OpenCode is free to use with any provider’s API key. Unleash’s open-source tier provides feature flag infrastructure at no cost. Together, they create a governance stack for AI-assisted development that is entirely vendor-neutral: choose your model, choose your feature flag platform, commit your governance definitions to version control.
For organizations that need more, both projects offer commercial tiers. OpenCode Enterprise adds SSO, private AI gateways, and managed configuration. Unleash provides advanced rollout strategies, impact metrics, change requests, and enterprise-grade infrastructure. The open-source foundation means you are never locked in.
Getting started
Adding the Unleash MCP server to OpenCode takes one configuration file. Create opencode.json at your project root:
{
"mcp": {
"unleash": {
"type": "local",
"command": ["npx", "-y", "@unleash/mcp@latest", "--log-level", "error"],
"environment": {
"UNLEASH_BASE_URL": "{env:UNLEASH_BASE_URL}",
"UNLEASH_PAT": "{env:UNLEASH_PAT}",
"UNLEASH_DEFAULT_PROJECT": "{env:UNLEASH_DEFAULT_PROJECT}"
}
}
}
}
Commit this file to version control. Credentials come from environment variables via {env:VAR} substitution, keeping secrets out of the repository. The same configuration works across OpenCode’s TUI, CLI (opencode run), and desktop app.

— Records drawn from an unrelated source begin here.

Issue #7003, opened 2023-10-29
`mark-merge-commits-in-list`: No commits found, selector likely out of date


imranbarbhuiya:
### Description

When using the new commit page feature, I'm getting the below error. Since this is a very new feature so this type of bug is expected so I'm reporting it just to inform you

```
Error: No commits found, selector likely out of date
    at init (chrome-extension://hlepfoohegkhhmjieoechaddaejaokhf/assets/refined-github.js:7956:45)
    at chrome-extension://hlepfoohegkhhmjieoechaddaejaokhf/assets/refined-github.js:4216:28
    at chrome-extension://hlepfoohegkhhmjieoechaddaejaokhf/assets/refined-github.js:4212:64
    at Array.map (<anonymous>)
    at chrome-extension://hlepfoohegkhhmjieoechaddaejaokhf/assets/refined-github.js:4212:45
    at runFeature (chrome-extension://hlepfoohegkhhmjieoechaddaejaokhf/assets/refined-github.js:4213:10)
    at setupPageLoad (chrome-extension://hlepfoohegkhhmjieoechaddaejaokhf/assets/refined-github.js:4228:43)
```

### How to replicate the issue + URL

https://github.com/typed-ember/ember-cli-typescript/commits/master?after=5ff0c078a4274aeccaf83382c0d6b46323f57397+174

### Extension version

23.10.5

### Browser(s) used

chrome

PR #7087, opened 2023-11-22
`mark-merge-commits-in-list` - Support new commit list style

kovsu:
close: #7003 

## Test URLs

- isCommitList: https://github.com/typed-ember/ember-cli-typescript/commits/master?after=5ff0c078a4274aeccaf83382c0d6b46323f57397+174


kovsu:
after:
image

fregante:
Thank you! Can you also look at `dim-bots`?

- https://github.com/refined-github/refined-github/issues/7068

fregante (changes requested):
So I think here (and maybe in the other PR) it can be greatly simplified. Most likely you don't need a `isLegacy` check:

- query `'.markdown-title a, a.markdown-title'` in the same function. The right element will be selected in both cases.
- add `.listviewitem` to the `$$()` array

I think that's about it, here. In the other feature `isLegacy` is still needed for the `flex-wrap` addition I think

This change is particularly necessary because the old view isn't really legacy, I just noticed that `isPRCommits` still uses it: https://github.com/refined-github/refined-github/pull/7087/commits

source/features/mark-merge-commits-in-list.tsx
```diff
@@ -38,21 +38,37 @@ export function getCommitHash(commit: HTMLElement): string {
 	return $('a.markdown-title', commit)!.pathname.split('/').pop()!;
```
fregante, line 38:
```suggestion
	return $([
		'a.markdown-title', // Old view style (before November 2023)
		'.markdown-title a',
	], commit)!.pathname.split('/').pop()!;
```

You can use array to comment on each selector

kovsu:
> So I think here ~(and maybe in the other PR)~ it can be greatly simplified. Most likely you don't need a `isLegacy` check:
> 
> * query `'.markdown-title a, a.markdown-title'` in the same function. The right element will be selected in both cases.
> * add `.listviewitem` to the `$$()` array
> 
> I think that's about it, here. In the other feature `isLegacy` is still needed for the `flex-wrap` addition I think
> 
> This change is particularly necessary because the old view isn't really legacy, I just noticed that `isPRCommits` still uses it: [#7087 (commits)](https://github.com/refined-github/refined-github/pull/7087/commits)

I haven't used `select-dom` before. I will check it.

fregante (approved):

kovsu:
Should I update the other PR?

fregante:
Already done 😃

fregante:
## Updated screenshot

Screenshot 3

fregante:
If you'd like, it'd be good to fix the TODO in this file. You can see how it's used in other features

kovsu:
like this? @fregante
image

fregante:
Yes I think so ☺️ 

You can also drop the `duplicate` key

PR #7094, opened 2023-11-23
`list-prs-for-file` - Fix overlap with other components

fregante:
- Fixes https://github.com/refined-github/refined-github/issues/6845
- Closes #7074 

## Test URLs

https://github.com/hashicorp/vault/blob/main/go.mod

## Screenshot

Screenshot


fregante:
Merging this to fix the issue. It would still be good to find out why there's a fight at all  🥲

Issue #7108, opened 2023-11-24
Remove editor header in issues on archived repositories


tyrann0us:
### Description

On issues in archived repositories, GitHub displays the editor header ("Write" and "Preview"), which doesn't make sense.
<img width="983" alt="Bildschirmfoto 2023-11-24 um 08 46 12" src="https://github.com/refined-github/refined-github/assets/8144115/2817a3ac-1b7b-428b-bccf-f3f2d5ed9f6b">

What Refined GitHub does is remove the avatar in front of it. However, it would make more sense to remove the header completely.

### Example URLs

https://github.com/liip/bund_ds/issues/132#event-10996157695

fregante:
PR welcome. This can be a 3-line CSS-only feature: `features/clean-archived-issue.css` I think

a0m0rajab:
Hi @fregante I would like to work on this, but did not find the mentioned file, 
could it be a feature with the same logic as this one: https://github.com/refined-github/refined-github/blob/2fcbc2b28b6ca8c241c0411887e53a61b9e33e1e/source/features/archive-forks-link.tsx#L9 


To get this done we could remove the div with the next classes: `comment-form-head tabnav`

a0m0rajab:
This is the first time for me to contribute here, how would the extension detect the CSS in the file and understand if the issue is archived?

PR #7112, opened 2023-11-26
Hide inactive comment box tabs

a0m0rajab:
This PR adds a file to hide the comment in the archived issues, to have a better view. 
I checked this with PRs and issues that was not archived and did not see and breaking changes. 

close https://github.com/refined-github/refined-github/issues/7108

I could not test this because I was getting an error from nodejs: 

```bash
node: --import is not allowed in NODE_OPTIONS
ERROR: "build:webpack" exited with 9.
```
I will double check it later and see if I could get over that error. 

## Test URLs

https://github.com/liip/bund_ds/issues/132#event-10996157695

## Screenshot

| Before | After |
|--------|--------|
| image | image |

### DIFF
--- a/readme.md
+++ b/readme.md
@@ -250,7 +250,6 @@ Thanks for contributing! 🦋🙌
 - [](# "jump-to-conversation-close-event") [Adds a link to jump to the latest close event of a conversation.](https://user-images.githubusercontent.com/16872793/177792713-64219754-f8df-4629-a9ec-33259307cfe7.gif)
 - [](# "close-as-unplanned") [Lets you "close issue as unplanned" in one click instead of three.](https://github-production-user-asset-6210df.s3.amazonaws.com/1402241/279745773-709cde60-c26a-4a0e-89e1-56444d25ebdf.png)
 - [](# "locked-issue") [Show a label on locked issues and PRs.](https://user-images.githubusercontent.com/1402241/283015579-0a04becc-9bff-4aef-8770-272d6804970b.png)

The Unleash MCP server also works with Claude Code, Cursor, GitHub Copilot, and Kiro. The OpenCode integration adds custom agents, skills, and commands on top, but the underlying MCP server is shared across all platforms.
For the full setup guide, including agent definitions, skill templates, and CLI workflows, see our OpenCode integration documentation.
Governance that works across any model
The pattern across the industry is clear: AI-assisted development is accelerating code production but not the governance practices that keep software stable. Feature flags are the control layer. But the governance cannot live in the model when the model changes between sessions.
OpenCode’s custom agents encode policies at the tool level. The Unleash MCP server enforces FeatureOps practices below the model layer. Together, they create a governance stack that is model-neutral, open-source, and distributed through version control.
The result is a workflow where AI writes the code, governance is enforced by the tools, and releases are safe by default. Not because developers remember to follow the rules, but because the rules are built into the agent they already use. Regardless of which model powers it.